*** Supplied records

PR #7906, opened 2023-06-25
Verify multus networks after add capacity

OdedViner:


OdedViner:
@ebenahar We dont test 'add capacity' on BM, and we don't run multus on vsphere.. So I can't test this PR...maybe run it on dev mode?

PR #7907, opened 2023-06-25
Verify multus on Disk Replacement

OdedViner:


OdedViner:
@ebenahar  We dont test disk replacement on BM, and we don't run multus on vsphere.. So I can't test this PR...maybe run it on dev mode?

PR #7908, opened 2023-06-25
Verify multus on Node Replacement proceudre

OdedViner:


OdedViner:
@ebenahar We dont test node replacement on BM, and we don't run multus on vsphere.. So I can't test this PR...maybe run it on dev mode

******

-- Problem to solve --
Copy every line of the records above exactly.

-- Solution for this problem --
PR #7906, opened 2023-06-25
Verify multus networks after add capacity

OdedViner:


OdedViner:
@ebenahar We dont test 'add capacity' on BM, and we don't run multus on vsphere.. So I can't test this PR...maybe run it on dev mode?

PR #7907, opened 2023-06-25
Verify multus on Disk Replacement

OdedViner:


OdedViner:
@ebenahar  We dont test disk replacement on BM, and we don't run multus on vsphere.. So I can't test this PR...maybe run it on dev mode?

PR #7908, opened 2023-06-25
Verify multus on Node Replacement proceudre

OdedViner:


OdedViner:
@ebenahar We dont test node replacement on BM, and we don't run multus on vsphere.. So I can't test this PR...maybe run it on dev mode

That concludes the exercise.